JACKIE The Fishing Dog




When I was a boy in Fish Hoek, just outside Cape Town, all the fish were caught by tanned old men who used rowing boats to take their nets out in a huge half circle off the beach.  One of their number would perch high on the hillside, waiting to spot a shoal coming into the bay, whilst the rest lounged on the beach, smoking and chatting in the shade of their craft. Wrinkled and grizzled, their faces reflected the rich mix of races resulting from the centuries when the Cape of Storms occupied a prime position as the staging post between the Spice Islands and Europe. A shrill whistle would be the signal for the action to begin and would bring the kids from all around to watch. The heavy boats would be launched and rowed through the breakers, paying out rope and net as they closed in on the fish, guided like kelpies at sheep trials by the whistles from the man on the hill.

Watching from the beach, we would see them turn and know that the fun was to begin. Surfing in on the waves, the man at the stern still frantically paying out the nets, they would beach the boats, leap into the water and begin to haul on the lines. Some of the older and bolder kids would attach themselves to the end of a rope to give the straining men a hand. The rest of us would be trying to spot the size of the catch as the nets swept in. Silver would start to show as they got closer, the mass of mackerel and mullet struggling and jumping in an effort to escape their fate. If the catch was really big, you could try and grab escaping fish as the school was hauled up onto the beach. But you had to be quick and there had to be a lot of fish if you wanted to avoid the horny hand of an irate fisherman.

But then came the day of the mammoth catch. Years later the old boys would recall, with ever increasing inaccuracy, how many fish were hauled in that day. They said that there had never been a day like it before, or since. Certainly for those of us on the beach it was a marvellous time.

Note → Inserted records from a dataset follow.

PR #1985, opened 2019-06-21
Attested TLS sample: fixed mrsigner error from using wrong header file when mixing CMake and Makefile building environment

soccerGB:
The changes in this PR is to address the following issues reported when building this sample in the repo tree.

All of our samples support both CMake and Makefile building methods

The build issue reported by anand only repos if building the same sample  in the following sequence. :  

1.Build the sample via CMake
2.Build the sample via Makefile
3.Then build the sample with CMake again— hit this issue

This was because both build system share the  same output directory, some of the CMake targets didn’t get run again in step 3 because output from step 2 confuses CMake. This explains how anand and Anita repros it.
This is a build issue not code code.

If a user installs the SDK sample builds only with Makefile or CMake, it works fine , no matter how many times it’s built. So, It wouldn’t impact normal SDK users, which we do not expect mixing both building methods like our building system does (ctest -V build all sample in CMake followed by Makefile)


soccerGB:
bors try

PR #1987, opened 2019-06-21
Fixes a crash in oedump

jxyang:
This fixes an oesign crash found during fuzzing.


jxyang:
I think you both are talking the same thing. I will take the advice and submit a new patch.

yakman2020:
Need to add this to master also

PR #1991, opened 2019-06-24
Attested TLS sample: added MRENCLAVE checking into this sample 

soccerGB:
Part of this change is to replace dynamically generated key pairs with static ones


soccerGB:
bors try

samples/attested_tls/non_enc_client/verify_callback.cpp
```diff
@@ -40,13 +41,27 @@ oe_result_t enclave_identity_verifier(oe_identity_t* identity, void* arg)
...
 
-    printf(TLS_CLIENT "identity->unique_id : ");
+    // the unique ID for the enclave, for SGX enclaves, this is the MRENCLAVE
+    // value
+    printf(TLS_CLIENT "Validating identity->unique_id(MRENCLAVE) :\n");
     for (int i = 0; i < OE_UNIQUE_ID_SIZE; i++)
+    {
         printf("0x%0x ", (uint8_t)identity->unique_id[i]);
+        if (SERVER_ENCLAVE_MRENCLAVE[i] != (uint8_t)identity->unique_id[i])
+        {
```
radhikaj: will you set an error here?

samples/attested_tls/scripts/gen_mrenclave_header.sh
```diff
@@ -0,0 +1,40 @@
+#!/usr/bin/env bash
```
radhikaj: Can you please help me understand why this needs to be in a script?

samples/attested_tls/server/enc/identity_verifier.cpp
```diff
@@ -23,17 +23,17 @@ oe_result_t enclave_identity_verifier_callback(
...
         identity->security_version);
 
-    // the unique ID for the enclave, for SGX enclaves, this is the MRENCLAVE
-    // value
+    // the unique ID for the enclave, for SGX enclaves, this is client's
+    // MRENCLAVE
     printf(TLS_SERVER "identity->unique_id(MRENCLAVE) :\n");
     for (int i = 0; i < OE_UNIQUE_ID_SIZE; i++)
-        printf(TLS_SERVER "0x%0x ", (uint8_t)identity->unique_id[i]);
+        printf("0x%0x ", (uint8_t)identity->unique_id[i]);
```
radhikaj: But we are not doing a check to see that it is a known value, is that correct

samples/attested_tls/non_enc_client/verify_callback.cpp
soccerGB: the default result is OE_VERIFY_FAILED, so that should cover it.

samples/attested_tls/scripts/gen_mrenclave_header.sh
soccerGB: That's the only to make bash recognize the containing file is a bash script file
(Each script starts with a "shebang" and the path to the shell that you want the script to use)

samples/attested_tls/server/enc/identity_verifier.cpp
soccerGB: We are not checking for client enclave's MRENCLAVE because a TLS server enclave was built before an TLS client enclave. So, checking MRSIGNER is the most we could do unless we want to provision allowed client MRENCLAVE values after a server is running.

soccerGB:
The justification for marking this PR as 0.6.0 is there will be no real application that would want to dynamically generate key pair signing purpose, which creates so much trouble when an enclave developer want to adapt our sample into their own app. Also, doing so will make it easier to demonstrate on how to check MRENCLAVE in the sample, especially when building apps for both TLS client and server for running on different systems.

PR #1995, opened 2019-06-24
Correctly assert aesni instruction set.

anakrish:
- Avoid TOCTOU
- Make function strongly typed.

### DIFF
--- a/enclave/core/sgx/calls.c
+++ b/enclave/core/sgx/calls.c
@@ -142,6 +142,7 @@ static oe_result_t _handle_init_enclave(uint64_t arg_in)
     OE_ATOMIC_MEMORY_BARRIER_ACQUIRE();
     if (o == false)
     {
+        // Assert that arg_in is outside the enclave and is not null.
         if (!oe_is_outside_enclave(
                 (void*)arg_in, sizeof(oe_init_enclave_args_t)))
         {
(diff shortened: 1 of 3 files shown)


anakrish:
bors try

yakman2020:
bors try

enclave/core/sgx/cpuid.c
```diff
@@ -20,27 +20,26 @@ static uint32_t _cpuid_table[OE_CPUID_LEAF_COUNT][OE_CPUID_REG_COUNT];
...
 
-        OE_CHECK(oe_memcpy_s(
-            _cpuid_table,
-            OE_CPUID_LEAF_COUNT * OE_CPUID_REG_COUNT *
-                sizeof(_cpuid_table[0][0]),
-            args->cpuid_table,
-            OE_CPUID_LEAF_COUNT * OE_CPUID_REG_COUNT *
-                sizeof(args->cpuid_table[0][0])));
+    if (args == NULL || !oe_is_within_enclave(args, sizeof(*args)))
+        OE_RAISE(OE_FAILURE);
```
CodeMonkeyLeet: Use OE_INVALID_PARAMETER instead of the more generic OE_FAILURE

enclave/core/sgx/cpuid.c
```diff
@@ -20,27 +20,26 @@ static uint32_t _cpuid_table[OE_CPUID_LEAF_COUNT][OE_CPUID_REG_COUNT];
...
-            oe_abort();
 
-        OE_CHECK(oe_memcpy_s(
-            _cpuid_table,
-            OE_CPUID_LEAF_COUNT * OE_CPUID_REG_COUNT *
-                sizeof(_cpuid_table[0][0]),
-            args->cpuid_table,
-            OE_CPUID_LEAF_COUNT * OE_CPUID_REG_COUNT *
-                sizeof(args->cpuid_table[0][0])));
+    if (args == NULL || !oe_is_within_enclave(args, sizeof(*args)))
```
CodeMonkeyLeet: Side note: The null check on `args` is only necessary because of the `sizeof(*args)` construction here (`oe_is_within_enclave` already rejects null pointers) and it looks like `_handle_init_enclave` gets around this by using `sizeof(oe_init_enclave_args_t)` to elide the double check.

We should probably consider standardizing at some point.

yakman2020:
bors try passed. Let me know when you want bors r+
________________________________

enclave/core/sgx/calls.c
```diff
@@ -154,25 +155,22 @@ static oe_result_t _handle_init_enclave(uint64_t arg_in)
         if (_once == false)
         {
             /* Set the global enclave handle */
-            if (arg_in)
```
jxyang: Why we don't need to check whether `arg_in` is NULL anymore?

anakrish: @jxyang See my comment in line 145. oe_is_outside_enclave already checks for NULL parameters.

enclave/core/sgx/cpuid.c
anakrish: @CodeMonkeyLeet 
Though redundant, I added the pre-conditions to this function to keep this function safe from future modifications to the caller.

Note: In C/C++, the arguments to sizeof expressions is never evaluated. You could do sizeof(printf("Hello, World\n")); the language guarantees that the printf is used only for inferring the type. So there is no need to guard sizeof(*args) with a NULL check.

I personally prefer sizeof(expression) where possible instead of sizeof(type) since that is robust to expressions changing type in the future.

anakrish:
bors try

jxyang:
LGTM

johnkord:
I'm not too sure why you got a "Permission denied" @anakrish ! It shows you as a "reviewer" on the bors server, which gives you both "r+" and "try" permissions (and all other commands).  I can look into the logs tomorrow for you, if you're curious. My ONLY guess about this so far is that I don't see your @anakrish user on GitHub being in the Microsoft GitHub organization. Is your user in the org? Maybe I'm looking in the wrong place.

Issue #3181, opened 2020-06-25
Cross-compilation not supported on Linux


ryanhsu19:
This is a follow-up to pull request #3123.

After failing two "Linux nonSGX Verify Quote" instances (both followed by build success on "ACC-1804 Generate Quote" instances), I had a discussion with @mingweishih  and found that

1. In the current version, there is no logic to handle cross-compilation for Linux in `cmake/add_enclave_test.cmake`. As a result, it is supposed that cross-compilation is only done on a Windows instance followed by a Linux instance.

2. Also in the current version, even though we pass `BUILD_ENCLAVES=OFF` into the `cmake` command, `BUILD_ENCLAVES` would still be automatically switched to `ON` (see line 155 in `CMakeLists.txt`). Therefore, `cmake -DBUILD_ENCLAVES=OFF` becomes `cmake -DBUILD_ENCLAVES=ON` when `bors` runs on an "ACC-1804 Generate Quote" instance followed by a "Linux nonSGX Verify Quote" instance.

3. In my proposed version, in order to build the host-verify package, I do not need to build enclaves and would also need to turn off `BUILD_ENCLAVES`; otherwise, it would pack everything it needs to build enclaves, while the host-verify package does not require it. Therefore, I modify the logic so that `BUILD_ENCLAVES` is turned on by default (i.e., there is no `-DBUILD_ENCLAVES` in the `cmake` command) and when necessary. However, the problem arises. In my run,

   - `cmake -DBUILD_ENCLAVES=OFF` meant that it did not build enclaves on the first instance.

   - The other instance could not locate the enclaves generated by the first instance, therefore the build failure.

_Originally posted by @bors in https://github.com/openenclave/openenclave/pull/3123#issuecomment-648980263_

Issue #3160, opened 2020-06-20
Unable to separate oehost target while building host-verify package


ryanhsu19:
With only namespace `openenclave-targets` used to build both OE and host-verify packages, it is impossible to separate `openenclave::oehost` from all the necessary targets 

 - `openenclave::oehostverify`
 - `openenclave::host_verify`
 - `openenclave::oe_includes`

used by host-verify package; therefore,

 1. We are unable to build the host-verify sample without removing anything related to `openenclave::oehost` in the `openenclave-targets*.cmake` files installed by the host-verify package.

 2. We are unable to integrate this into CI/CD, which is related to #2519.

As for the structure of the minimal host-verify package, please refer to my original comment in #3123:

 - https://github.com/openenclave/openenclave/pull/3123#issuecomment-646300983_

radhikaj:
@ryanhsu19 Please add impact of this issue to the description.

ryanhsu19:
@radhikaj Just added the impact of this issue. Hopefully this will clarify the issue.

PR #3193, opened 2020-06-27
Minimize host-verify package without separating oehost

### LINKED ISSUE #2263: Allow building only hostverify library and with minimal build dependencies
OE provides roughly two parts: a) multiple libraries to develop and manage enclaves (target: platform that runs enclaves), and b) the hostverify library to ensure secure communication with remote enclaves (target: any platform, e.g. lightweight clients without enclave support).

Building clients that use the hostverify library currently is unnecessarily complicated. In many cases the provided Ubuntu packages are not enough, either because a different distribution needs to be supported or because there are policies to build all dependencies from source. Building from source is hard because OE's CMake scripts don't allow to build *only* the hostverify library and hence many unneeded build dependencies are required, including Intel's SGX libraries and an up-to-date version of the OCaml compiler.

IMO easily building the hostverify library from source should have first-class support.

ryanhsu19:
This is a workaround based on pull request #3123 and issues #3160 and #3181 so that we do not have to revise any logic or testing flow for now.

This change makes it possible to use `cpack` to create a usable `open-enclave-hostverify` package with only necessary header files and targets, including `openenclave::oehost` ~~and `openenclave::oesign`~~ which ~~are~~ is unable to separate; that is, we can build the `host-verify` sample without any modification of files installed from `open-enclave-hostverify`.

This pull request fixes #2263 partially, since it still includes targets `openenclave::oehost` ~~and `openenclave::oesign`~~.

### DIFF
--- a/CMakeLists.txt
+++ b/CMakeLists.txt
@@ -351,20 +351,22 @@ add_subdirectory(host)
 # Tests and samples have been ported to manually include system edl files.
 # They can no longer be used when system EDL is builtin.
 if (NOT COMPILE_SYSTEM_EDL)
-  if (BUILD_TESTS)
+  if (BUILD_TESTS AND (NOT COMPONENT MATCHES OEHOSTVERIFY))
     add_subdirectory(tests)
   endif ()
 
   # Skip samples when enabling the code coverage test.
   # Otherwise, all the samples need to explicitly link against the libgcov library.
-  if (BUILD_ENCLAVES AND (NOT CODE_COVERAGE))
+  if (NOT CODE_COVERAGE)
     add_subdirectory(samples)
   endif ()
 endif ()
 
-add_subdirectory(tools)
+if (NOT COMPONENT MATCHES OEHOSTVERFIY)
+  add_subdirectory(tools)
+endif ()
 
-if (BUILD_ENCLAVES)
+if (BUILD_ENCLAVES AND (NOT COMPONENT MATCHES OEHOSTVERIFY))
   add_subdirectory(enclave)
   add_subdirectory(3rdparty)
   add_subdirectory(libc)
@@ -372,7 +374,7 @@ if (BUILD_ENCLAVES)
   add_subdirectory(syscall)
 endif ()
 
-if (OE_SGX)
+if (OE_SGX AND (NOT COMPONENT MATCHES OEHOSTVERIFY))
   add_subdirectory(debugger)
 endif ()
 
--- a/samples/CMakeLists.txt
+++ b/samples/CMakeLists.txt
@@ -1,7 +1,7 @@
 # Copyright (c) Open Enclave SDK contributors.
 # Licensed under the MIT License.
 
-if (HAS_QUOTE_PROVIDER)
+if (BUILD_ENCLAVES AND HAS_QUOTE_PROVIDER)
   install(
     DIRECTORY remote_attestation
     DESTINATION ${CMAKE_INSTALL_DATADIR}/openenclave/samples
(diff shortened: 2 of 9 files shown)


CMakeLists.txt
```diff
@@ -118,13 +118,7 @@ else ()
...
 
 if (OE_SGX)
-  if (WIN32)
-    # Building enclaves on windows is on by default but can be disabled for enclaves pre-compiled under linux
-    option(BUILD_ENCLAVES "Build ELF enclaves" ON)
-  else ()
-    set(BUILD_ENCLAVES ON)
-  endif ()
-
+  set(BUILD_ENCLAVES ON)
```
mingweishih, line 121: On Windows, we still want that `BUILD_ENCLAVES` can be overwritten. Can you revert the changes?

samples/CMakeLists.txt
```diff
@@ -1,7 +1,7 @@
 # Copyright (c) Open Enclave SDK contributors.
 # Licensed under the MIT License.
 
-if (HAS_QUOTE_PROVIDER)
+if (BUILD_ENCLAVES AND HAS_QUOTE_PROVIDER)
```
mingweishih, line 4: Is there change in this PR that allows sample to be built when `BUILD_ENCLAVES` is `OFF`?

samples/test-samples.cmake
```diff
@@ -6,7 +6,12 @@
 #
 #     cmake -DHAS_QUOTE_PROVIDER=ON -DSOURCE_DIR=~/openenclave -DBUILD_DIR=~/openenclave/build -DPREFIX_DIR=/opt/openenclave -P ~/openenclave/samples/test-samples.cmake
 
-set(SAMPLES_LIST helloworld file-encryptor switchless host_verify)
+# Set SAMPLES_LIST so that helloworld becomes the first if BUILD_ENCLAVES=ON.
+if (BUILD_ENCLAVES)
```
mingweishih, line 10: Same here, see the question above.

samples/test-samples.cmake
```diff
@@ -21,13 +26,15 @@ else ()
...
   # they can run even if they weren't built against SGX, because in
   # that cause they directly interface with the AESM service.
-  list(APPEND SAMPLES_LIST data-sealing local_attestation)
-
-  # These tests can only run with SGX-FLC, meaning they were built
-  # against SGX.
-  if (HAS_QUOTE_PROVIDER)
-    list(APPEND SAMPLES_LIST remote_attestation)
-    list(APPEND SAMPLES_LIST attested_tls)
+  if (BUILD_ENCLAVES)
```
mingweishih, line 29: Same here, see the question above.

mingweishih:
bors try

samples/CMakeLists.txt
ryanhsu19: Just modified `CMakeLists.txt` in the root folder so that `host_verify` sample can always be built regardless of the value of `BUILD_ENCLAVES`.

ryanhsu19:
Update again to exclude `oesign` from host-verify package.
I use the following command to generate the host-verify package on Ubuntu 18.04 LTS:

 - `cmake -DCOMPONENT=OEHOSTVERIFY -DCMAKE_INSTALL_PREFIX=/opt/openenclave ..`

 - `cpack -G DEB -DCPACK_DEB_COMPONENT_INSTALL=ON -DCPACK_COMPONENTS_ALL=OEHOSTVERIFY`

ryanhsu19:
bors try

tools/oesign/CMakeLists.txt
```diff
@@ -22,25 +22,27 @@ if (NOT HAVE_GETOPT_LONG)
   list(APPEND SOURCES ${CMAKE_CURRENT_SOURCE_DIR}/getopt_long.c)
 endif ()
 
-add_executable(oesign ${SOURCES})
+if (NOT COMPONENT MATCHES OEHOSTVERIFY)
```
mingweishih, line 25: Is this check needed? We already have
```
if (NOT COMPONENT MATCHES OEHOSTVERFIY)
  add_subdirectory(tools)
endif ()
```
in the `CMakeLists.txt`

ryanhsu19: Right, I just tried, but it seems that there are other places where `tools/oesign` can be accessed.

mingweishih:
Please sign off and squash the commits so we can merge. Thanks!

ryanhsu19:
bors try

PR #3194, opened 2020-06-27
Use recursive_mutex in threadcxx test

thomasten:
enc_lock_and_unlock_mutexes_cxx() locks mutexes recursively, so the
mutex objects should be of type recursive_mutex.

Signed-off-by: Thomas Tendyck <tt@edgeless.systems>


anakrish:
bors try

We could tell from the air of excitement and the exclamations of the men on the ropes that something special was happening. As the nets came closer we began to understand the growing stir. There were fish everywhere. We could see nothing but silver. Some were trying to escape from the encircling trap, swimming in a panic towards the beach. The kids starting diving on the fish, trying to catch them, grabbing their shirts and using them as makeshift traps. Then the adults joined in, as the word spread throughout the village. The numbers of fish were growing all the time. I was in with the best of them. I caught a couple and took them up to the beach before pounding back into the boiling waves. As I did so, the nets burst. Fish streamed past me as I stood, up to my waist in the waves, desperately trying to grab them.

The fishermen still keeping at their work in the midst of the pandemonium slackened off on the one end of the line and frantically hauled on the other until the damaged net was on the shore. This spilled even more fish into the shallows. There were so many fish and people about by now that I just sat on the shore watching the show. My dog Jackie was with me. I thought for years that he was a husky - I had been reading a lot of Jack London when I got him - and I suppose if miniature huskies are ever bred, they  might look like him with his shaggy pelt and his tail curled over flat on his back. It had not always done this. He got it caught in a slamming door one day and broke it badly. We all howled in sympathy as he ran, whimpering, to my mother for comfort.

He had been guarding my towel until I had grabbed it to carry my catch and now he was off to join in the melee. His first trophy was a mackerel which had been killed in the crush and which was floating limply at the waters edge. He brought it to me, pausing only for a quick pat before dashing back to the sea. I watched him bounding about, snapping at the elusive prey and suddenly he had one! A fat mullet, slower than the rest. Grinning from ear to ear, Jackie trotted up the beach and laid it at my feet and watched it flip and flop in the sand.

I never forgot that day and neither did he. Show him any patch of water bigger than a bird bath and he would wade it for hours, searching fruitlessly for another prize. Occasionally in the rock pools a frightened tiddler would dash from one hiding place to another. Jackie would make a grab, but he never landed another one.

I feel like Jackie sometimes, when I am down. I feel that I am searching for something I once had. I am not sure whether I am looking in the right place or whether it is just a memory that I am hoping will return. Maybe I am like all old men.